- _Task_
Lines below that include the word "semantics" should each be copied.

===== Records for this task =====

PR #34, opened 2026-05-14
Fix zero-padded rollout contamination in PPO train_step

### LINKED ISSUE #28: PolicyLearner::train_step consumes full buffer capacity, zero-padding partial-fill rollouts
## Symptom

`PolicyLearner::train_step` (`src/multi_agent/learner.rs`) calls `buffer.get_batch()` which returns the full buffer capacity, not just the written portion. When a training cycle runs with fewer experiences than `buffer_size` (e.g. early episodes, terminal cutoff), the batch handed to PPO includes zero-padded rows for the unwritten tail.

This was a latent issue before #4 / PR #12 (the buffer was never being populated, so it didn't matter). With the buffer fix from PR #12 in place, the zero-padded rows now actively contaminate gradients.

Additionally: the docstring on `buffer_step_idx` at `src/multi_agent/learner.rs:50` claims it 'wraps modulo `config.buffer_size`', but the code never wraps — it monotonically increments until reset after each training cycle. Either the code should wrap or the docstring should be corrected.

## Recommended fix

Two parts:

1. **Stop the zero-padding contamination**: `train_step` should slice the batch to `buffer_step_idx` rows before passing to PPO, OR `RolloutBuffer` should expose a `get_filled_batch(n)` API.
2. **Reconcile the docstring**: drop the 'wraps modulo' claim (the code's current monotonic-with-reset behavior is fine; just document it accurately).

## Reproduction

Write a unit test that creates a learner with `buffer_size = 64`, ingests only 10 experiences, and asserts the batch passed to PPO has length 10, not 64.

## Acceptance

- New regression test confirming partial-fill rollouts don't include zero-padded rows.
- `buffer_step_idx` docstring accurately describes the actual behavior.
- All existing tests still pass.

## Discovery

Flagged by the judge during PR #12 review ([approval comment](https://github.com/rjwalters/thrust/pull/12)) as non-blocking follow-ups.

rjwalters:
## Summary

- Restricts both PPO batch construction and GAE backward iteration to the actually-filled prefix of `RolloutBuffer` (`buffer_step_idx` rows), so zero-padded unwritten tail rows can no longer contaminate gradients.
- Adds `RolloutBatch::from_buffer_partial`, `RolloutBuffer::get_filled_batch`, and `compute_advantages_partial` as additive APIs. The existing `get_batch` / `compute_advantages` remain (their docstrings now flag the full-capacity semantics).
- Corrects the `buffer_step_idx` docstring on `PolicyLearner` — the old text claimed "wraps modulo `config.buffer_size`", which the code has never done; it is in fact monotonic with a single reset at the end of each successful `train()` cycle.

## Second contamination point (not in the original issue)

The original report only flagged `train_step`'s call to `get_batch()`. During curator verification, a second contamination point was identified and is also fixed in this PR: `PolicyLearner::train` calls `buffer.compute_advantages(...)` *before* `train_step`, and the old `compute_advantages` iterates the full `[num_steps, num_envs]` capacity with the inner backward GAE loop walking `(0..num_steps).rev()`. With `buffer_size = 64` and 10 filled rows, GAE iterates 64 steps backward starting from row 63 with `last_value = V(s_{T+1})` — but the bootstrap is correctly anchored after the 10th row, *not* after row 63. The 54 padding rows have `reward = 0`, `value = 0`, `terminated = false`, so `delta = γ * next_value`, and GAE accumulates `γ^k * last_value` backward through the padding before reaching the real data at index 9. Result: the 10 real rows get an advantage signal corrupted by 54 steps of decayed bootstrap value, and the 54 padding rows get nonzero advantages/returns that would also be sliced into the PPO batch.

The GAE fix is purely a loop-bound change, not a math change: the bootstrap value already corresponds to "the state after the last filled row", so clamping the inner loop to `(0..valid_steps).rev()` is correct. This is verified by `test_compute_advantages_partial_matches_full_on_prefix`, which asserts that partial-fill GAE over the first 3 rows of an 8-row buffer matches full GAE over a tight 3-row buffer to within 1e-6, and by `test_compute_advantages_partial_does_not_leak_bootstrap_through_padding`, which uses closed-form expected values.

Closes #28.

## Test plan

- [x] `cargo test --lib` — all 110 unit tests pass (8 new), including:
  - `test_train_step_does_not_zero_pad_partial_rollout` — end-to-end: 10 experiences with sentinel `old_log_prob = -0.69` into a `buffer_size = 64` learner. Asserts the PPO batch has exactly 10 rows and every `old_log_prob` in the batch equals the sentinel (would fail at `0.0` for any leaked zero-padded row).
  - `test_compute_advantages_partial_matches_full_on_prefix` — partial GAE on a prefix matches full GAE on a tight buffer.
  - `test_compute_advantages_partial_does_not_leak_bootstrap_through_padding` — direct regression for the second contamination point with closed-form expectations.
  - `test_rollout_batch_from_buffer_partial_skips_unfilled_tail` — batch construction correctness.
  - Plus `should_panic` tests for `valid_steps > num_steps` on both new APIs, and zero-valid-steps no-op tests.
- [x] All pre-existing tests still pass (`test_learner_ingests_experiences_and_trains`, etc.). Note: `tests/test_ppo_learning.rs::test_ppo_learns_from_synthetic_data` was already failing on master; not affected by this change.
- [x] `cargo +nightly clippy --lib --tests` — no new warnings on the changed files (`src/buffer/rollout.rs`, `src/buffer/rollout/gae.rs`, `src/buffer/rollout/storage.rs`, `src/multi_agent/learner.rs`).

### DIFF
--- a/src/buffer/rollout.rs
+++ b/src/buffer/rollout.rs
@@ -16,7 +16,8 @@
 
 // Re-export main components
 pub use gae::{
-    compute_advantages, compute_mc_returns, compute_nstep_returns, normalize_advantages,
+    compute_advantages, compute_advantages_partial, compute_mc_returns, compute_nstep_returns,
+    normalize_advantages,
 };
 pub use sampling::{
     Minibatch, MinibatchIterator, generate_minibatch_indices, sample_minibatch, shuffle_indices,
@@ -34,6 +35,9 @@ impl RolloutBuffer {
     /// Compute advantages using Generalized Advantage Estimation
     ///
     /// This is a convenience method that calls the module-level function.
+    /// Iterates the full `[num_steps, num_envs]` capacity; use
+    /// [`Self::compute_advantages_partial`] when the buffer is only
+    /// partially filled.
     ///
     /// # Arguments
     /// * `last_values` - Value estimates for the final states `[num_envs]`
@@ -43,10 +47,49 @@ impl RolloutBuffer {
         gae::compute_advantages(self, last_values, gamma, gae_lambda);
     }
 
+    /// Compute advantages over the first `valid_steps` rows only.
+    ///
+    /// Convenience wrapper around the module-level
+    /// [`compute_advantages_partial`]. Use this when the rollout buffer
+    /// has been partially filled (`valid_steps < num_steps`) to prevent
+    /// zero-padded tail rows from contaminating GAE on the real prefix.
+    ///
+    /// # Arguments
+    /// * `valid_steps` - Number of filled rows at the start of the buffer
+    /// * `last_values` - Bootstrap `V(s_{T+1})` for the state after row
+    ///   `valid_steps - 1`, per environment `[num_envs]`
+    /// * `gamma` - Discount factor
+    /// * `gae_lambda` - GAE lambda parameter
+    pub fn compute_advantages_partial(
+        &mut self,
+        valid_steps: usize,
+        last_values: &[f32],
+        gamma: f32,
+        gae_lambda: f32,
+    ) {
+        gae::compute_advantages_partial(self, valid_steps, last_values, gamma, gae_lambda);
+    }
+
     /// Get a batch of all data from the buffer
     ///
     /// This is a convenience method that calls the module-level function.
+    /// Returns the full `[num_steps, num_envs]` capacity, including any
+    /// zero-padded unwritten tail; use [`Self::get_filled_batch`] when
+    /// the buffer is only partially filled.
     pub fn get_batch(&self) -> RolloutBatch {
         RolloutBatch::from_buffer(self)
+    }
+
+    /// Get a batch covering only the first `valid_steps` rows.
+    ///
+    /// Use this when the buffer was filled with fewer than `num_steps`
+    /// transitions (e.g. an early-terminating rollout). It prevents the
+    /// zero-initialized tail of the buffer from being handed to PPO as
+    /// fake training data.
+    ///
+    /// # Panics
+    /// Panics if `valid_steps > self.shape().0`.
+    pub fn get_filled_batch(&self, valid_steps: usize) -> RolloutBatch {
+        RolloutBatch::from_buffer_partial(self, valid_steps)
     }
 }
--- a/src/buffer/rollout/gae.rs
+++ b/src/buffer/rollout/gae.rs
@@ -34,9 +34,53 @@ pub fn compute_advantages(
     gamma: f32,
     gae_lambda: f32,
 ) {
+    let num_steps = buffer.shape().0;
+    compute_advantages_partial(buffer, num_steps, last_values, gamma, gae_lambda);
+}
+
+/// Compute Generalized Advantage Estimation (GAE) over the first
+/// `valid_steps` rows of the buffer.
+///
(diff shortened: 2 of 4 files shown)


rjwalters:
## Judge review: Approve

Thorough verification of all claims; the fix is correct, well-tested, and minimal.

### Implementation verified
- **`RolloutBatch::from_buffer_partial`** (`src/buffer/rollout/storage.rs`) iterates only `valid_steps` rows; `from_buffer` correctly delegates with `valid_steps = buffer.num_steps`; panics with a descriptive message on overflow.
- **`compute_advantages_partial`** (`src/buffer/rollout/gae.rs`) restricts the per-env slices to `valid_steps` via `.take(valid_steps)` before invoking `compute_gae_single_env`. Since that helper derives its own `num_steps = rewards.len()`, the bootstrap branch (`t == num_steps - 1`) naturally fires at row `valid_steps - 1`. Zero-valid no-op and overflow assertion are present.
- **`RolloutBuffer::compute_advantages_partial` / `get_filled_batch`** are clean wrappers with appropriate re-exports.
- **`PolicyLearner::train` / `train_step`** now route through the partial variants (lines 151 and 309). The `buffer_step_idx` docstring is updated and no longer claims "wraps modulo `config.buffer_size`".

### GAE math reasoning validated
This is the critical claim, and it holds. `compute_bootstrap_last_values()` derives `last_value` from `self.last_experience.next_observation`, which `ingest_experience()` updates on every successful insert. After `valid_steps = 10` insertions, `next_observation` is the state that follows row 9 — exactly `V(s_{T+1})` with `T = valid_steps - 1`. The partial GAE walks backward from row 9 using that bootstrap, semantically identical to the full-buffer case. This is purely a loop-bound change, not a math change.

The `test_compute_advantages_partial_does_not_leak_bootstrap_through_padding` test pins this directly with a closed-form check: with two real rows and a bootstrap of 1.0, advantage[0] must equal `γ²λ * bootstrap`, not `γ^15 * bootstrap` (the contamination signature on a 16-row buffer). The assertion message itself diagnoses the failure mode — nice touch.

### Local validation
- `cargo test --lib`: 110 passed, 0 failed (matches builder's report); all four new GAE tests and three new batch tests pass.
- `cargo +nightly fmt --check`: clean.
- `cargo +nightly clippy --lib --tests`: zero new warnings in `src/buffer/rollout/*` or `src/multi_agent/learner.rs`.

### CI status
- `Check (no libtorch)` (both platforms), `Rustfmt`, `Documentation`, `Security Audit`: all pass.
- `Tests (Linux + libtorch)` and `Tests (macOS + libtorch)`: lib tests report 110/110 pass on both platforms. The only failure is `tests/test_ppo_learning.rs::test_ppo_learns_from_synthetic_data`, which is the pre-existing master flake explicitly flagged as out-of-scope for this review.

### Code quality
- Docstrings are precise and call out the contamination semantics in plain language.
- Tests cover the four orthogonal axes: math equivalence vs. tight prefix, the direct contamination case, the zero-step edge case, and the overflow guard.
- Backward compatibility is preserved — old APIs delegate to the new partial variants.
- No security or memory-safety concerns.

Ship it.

=====
===== Records for this task =====

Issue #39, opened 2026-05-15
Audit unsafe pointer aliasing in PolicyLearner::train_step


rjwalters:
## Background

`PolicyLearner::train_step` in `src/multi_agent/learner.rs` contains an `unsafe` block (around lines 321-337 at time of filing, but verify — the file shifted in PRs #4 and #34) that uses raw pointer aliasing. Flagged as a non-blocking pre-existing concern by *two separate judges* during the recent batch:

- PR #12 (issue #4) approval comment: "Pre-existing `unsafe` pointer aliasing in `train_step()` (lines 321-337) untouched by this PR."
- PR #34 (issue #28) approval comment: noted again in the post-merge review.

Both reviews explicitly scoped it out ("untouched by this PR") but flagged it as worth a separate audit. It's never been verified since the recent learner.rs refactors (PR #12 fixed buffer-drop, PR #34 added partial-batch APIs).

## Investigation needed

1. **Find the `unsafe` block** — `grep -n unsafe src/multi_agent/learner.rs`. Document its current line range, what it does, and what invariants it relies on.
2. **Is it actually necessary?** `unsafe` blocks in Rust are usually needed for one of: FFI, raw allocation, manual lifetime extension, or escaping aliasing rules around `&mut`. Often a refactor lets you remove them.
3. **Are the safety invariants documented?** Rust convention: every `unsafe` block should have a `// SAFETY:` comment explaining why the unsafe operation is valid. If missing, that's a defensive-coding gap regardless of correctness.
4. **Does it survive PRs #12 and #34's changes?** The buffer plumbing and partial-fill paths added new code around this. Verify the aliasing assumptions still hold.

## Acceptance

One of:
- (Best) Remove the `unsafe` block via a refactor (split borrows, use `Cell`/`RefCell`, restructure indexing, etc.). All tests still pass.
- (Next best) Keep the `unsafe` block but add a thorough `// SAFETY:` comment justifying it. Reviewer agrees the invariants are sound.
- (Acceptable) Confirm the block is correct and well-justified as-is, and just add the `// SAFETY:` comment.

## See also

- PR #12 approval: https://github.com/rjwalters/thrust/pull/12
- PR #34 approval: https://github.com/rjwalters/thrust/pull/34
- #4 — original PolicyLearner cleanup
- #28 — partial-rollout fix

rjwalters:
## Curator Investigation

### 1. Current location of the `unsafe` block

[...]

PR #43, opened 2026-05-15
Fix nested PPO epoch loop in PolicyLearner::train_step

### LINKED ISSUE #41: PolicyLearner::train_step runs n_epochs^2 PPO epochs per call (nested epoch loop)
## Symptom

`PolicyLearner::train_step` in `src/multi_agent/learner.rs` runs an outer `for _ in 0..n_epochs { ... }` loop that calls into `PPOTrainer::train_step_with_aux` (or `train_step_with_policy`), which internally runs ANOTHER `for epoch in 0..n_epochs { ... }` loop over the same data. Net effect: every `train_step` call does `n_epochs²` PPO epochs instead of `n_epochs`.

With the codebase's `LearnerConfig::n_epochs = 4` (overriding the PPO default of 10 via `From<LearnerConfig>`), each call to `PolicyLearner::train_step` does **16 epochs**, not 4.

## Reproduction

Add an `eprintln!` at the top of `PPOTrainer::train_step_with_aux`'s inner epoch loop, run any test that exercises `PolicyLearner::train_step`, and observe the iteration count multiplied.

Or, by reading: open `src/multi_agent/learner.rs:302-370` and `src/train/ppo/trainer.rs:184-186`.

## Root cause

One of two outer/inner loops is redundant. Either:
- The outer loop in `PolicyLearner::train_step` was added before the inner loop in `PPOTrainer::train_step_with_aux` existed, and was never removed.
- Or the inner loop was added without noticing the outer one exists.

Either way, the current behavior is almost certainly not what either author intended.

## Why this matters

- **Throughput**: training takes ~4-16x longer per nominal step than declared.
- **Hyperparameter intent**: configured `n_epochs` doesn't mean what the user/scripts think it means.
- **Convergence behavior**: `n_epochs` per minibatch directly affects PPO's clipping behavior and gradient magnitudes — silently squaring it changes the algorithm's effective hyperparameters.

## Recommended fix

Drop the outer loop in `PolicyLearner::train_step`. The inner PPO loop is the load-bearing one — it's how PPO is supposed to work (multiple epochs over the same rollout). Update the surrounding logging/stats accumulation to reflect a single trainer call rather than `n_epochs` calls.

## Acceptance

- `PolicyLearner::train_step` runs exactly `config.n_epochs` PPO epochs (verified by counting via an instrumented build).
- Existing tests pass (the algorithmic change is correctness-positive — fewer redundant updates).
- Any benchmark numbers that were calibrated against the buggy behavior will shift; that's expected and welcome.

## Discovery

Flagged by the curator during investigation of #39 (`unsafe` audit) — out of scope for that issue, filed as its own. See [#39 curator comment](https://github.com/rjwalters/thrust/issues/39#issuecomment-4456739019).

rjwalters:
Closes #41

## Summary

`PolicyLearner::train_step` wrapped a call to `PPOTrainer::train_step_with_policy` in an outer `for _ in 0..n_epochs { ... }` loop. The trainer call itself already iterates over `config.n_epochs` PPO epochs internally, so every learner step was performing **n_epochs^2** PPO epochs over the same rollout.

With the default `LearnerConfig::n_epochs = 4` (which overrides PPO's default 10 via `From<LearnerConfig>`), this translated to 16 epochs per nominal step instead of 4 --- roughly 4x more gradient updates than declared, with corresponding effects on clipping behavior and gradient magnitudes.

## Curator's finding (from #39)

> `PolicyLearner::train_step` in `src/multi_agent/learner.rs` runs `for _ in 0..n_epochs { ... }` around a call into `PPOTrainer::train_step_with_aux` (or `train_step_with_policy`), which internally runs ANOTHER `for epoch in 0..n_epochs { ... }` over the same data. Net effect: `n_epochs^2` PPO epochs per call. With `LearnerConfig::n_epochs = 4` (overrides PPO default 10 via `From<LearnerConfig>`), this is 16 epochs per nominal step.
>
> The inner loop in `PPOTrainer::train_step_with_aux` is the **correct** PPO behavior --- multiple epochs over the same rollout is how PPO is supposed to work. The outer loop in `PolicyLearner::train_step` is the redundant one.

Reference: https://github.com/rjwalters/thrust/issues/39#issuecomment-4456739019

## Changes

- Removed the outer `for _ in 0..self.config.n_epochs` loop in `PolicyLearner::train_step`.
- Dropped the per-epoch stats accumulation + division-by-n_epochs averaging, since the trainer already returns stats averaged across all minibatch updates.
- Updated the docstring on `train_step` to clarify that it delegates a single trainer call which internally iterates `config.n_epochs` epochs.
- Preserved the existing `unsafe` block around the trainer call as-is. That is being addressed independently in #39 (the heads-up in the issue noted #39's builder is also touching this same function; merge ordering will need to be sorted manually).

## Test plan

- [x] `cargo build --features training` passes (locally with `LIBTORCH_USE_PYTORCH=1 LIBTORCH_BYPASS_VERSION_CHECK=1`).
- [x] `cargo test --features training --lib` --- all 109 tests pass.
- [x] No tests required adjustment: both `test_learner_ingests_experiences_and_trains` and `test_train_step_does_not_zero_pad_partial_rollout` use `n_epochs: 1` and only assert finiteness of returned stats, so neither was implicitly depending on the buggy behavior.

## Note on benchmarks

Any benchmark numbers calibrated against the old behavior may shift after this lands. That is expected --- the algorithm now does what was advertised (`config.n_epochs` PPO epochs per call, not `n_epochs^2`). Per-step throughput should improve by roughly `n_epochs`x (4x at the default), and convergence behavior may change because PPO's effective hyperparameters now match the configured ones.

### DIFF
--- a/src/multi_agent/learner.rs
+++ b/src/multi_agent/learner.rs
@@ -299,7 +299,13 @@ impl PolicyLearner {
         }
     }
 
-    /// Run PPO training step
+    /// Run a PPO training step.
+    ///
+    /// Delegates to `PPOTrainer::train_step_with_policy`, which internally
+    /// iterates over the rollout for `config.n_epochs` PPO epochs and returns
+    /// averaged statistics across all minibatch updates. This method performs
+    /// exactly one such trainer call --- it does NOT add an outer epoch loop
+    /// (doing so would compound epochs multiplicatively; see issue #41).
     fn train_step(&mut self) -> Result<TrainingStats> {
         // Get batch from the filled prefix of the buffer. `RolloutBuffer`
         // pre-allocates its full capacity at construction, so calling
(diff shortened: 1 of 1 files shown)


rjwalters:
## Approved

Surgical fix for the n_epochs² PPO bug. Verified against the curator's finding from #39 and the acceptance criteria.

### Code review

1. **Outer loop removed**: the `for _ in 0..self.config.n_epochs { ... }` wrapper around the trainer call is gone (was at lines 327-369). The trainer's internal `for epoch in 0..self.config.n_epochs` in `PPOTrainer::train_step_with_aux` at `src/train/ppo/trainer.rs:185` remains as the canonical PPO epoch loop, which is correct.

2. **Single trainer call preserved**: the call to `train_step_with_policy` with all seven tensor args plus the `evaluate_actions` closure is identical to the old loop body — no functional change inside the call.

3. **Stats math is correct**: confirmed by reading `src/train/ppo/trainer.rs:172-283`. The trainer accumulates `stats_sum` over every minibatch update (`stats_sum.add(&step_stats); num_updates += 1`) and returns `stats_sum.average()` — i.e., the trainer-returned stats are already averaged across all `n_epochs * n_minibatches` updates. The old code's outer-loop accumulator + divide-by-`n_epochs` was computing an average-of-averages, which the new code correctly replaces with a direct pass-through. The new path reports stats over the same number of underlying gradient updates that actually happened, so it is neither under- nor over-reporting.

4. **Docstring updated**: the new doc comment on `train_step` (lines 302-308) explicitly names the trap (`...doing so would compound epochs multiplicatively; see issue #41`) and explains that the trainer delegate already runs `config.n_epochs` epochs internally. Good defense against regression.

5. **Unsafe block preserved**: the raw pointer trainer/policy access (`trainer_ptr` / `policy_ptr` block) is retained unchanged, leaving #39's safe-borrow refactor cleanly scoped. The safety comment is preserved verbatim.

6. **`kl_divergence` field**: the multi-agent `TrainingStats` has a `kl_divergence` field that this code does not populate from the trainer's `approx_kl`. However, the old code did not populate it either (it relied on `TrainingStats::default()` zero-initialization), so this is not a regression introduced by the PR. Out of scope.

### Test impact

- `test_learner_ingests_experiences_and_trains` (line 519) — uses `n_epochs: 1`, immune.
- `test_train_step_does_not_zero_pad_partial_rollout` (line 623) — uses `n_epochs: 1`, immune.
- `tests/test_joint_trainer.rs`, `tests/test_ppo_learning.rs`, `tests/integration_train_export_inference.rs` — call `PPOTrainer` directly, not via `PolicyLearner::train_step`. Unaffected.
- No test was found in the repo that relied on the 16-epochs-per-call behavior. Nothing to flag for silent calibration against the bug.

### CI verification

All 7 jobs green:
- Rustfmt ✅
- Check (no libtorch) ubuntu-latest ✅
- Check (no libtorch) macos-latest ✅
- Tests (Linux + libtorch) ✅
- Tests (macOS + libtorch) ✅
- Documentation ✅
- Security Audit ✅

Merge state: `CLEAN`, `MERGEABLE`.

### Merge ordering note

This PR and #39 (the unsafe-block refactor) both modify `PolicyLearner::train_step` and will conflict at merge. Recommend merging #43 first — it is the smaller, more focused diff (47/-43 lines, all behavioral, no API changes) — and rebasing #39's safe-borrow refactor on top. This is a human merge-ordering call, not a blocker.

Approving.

=====

- _Answer to the problem_
- Adds `RolloutBatch::from_buffer_partial`, `RolloutBuffer::get_filled_batch`, and `compute_advantages_partial` as additive APIs. The existing `get_batch` / `compute_advantages` remain (their docstrings now flag the full-capacity semantics).
- Docstrings are precise and call out the contamination semantics in plain language.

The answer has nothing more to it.